## Entries supplied
Issue #2719, opened 2026-07-17
GFT container is niet groen in de chart


stefrado:
### Describe the bug

<img width="672" height="362" alt="Image" src="https://github.com/user-attachments/assets/c506f2ab-bd0d-4de6-9986-b66e2029270d" />

PR #2720, opened 2026-07-17
fix: [#2719] chart gft bar color match is based on lower text

stefrado:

## What you have to do
Beginning with the line that holds "fix: [#2719] chart", restate word for word every line down to the end of the data, and only those lines.

## Solution to the problem
fix: [#2719] chart gft bar color match is based on lower text

stefrado:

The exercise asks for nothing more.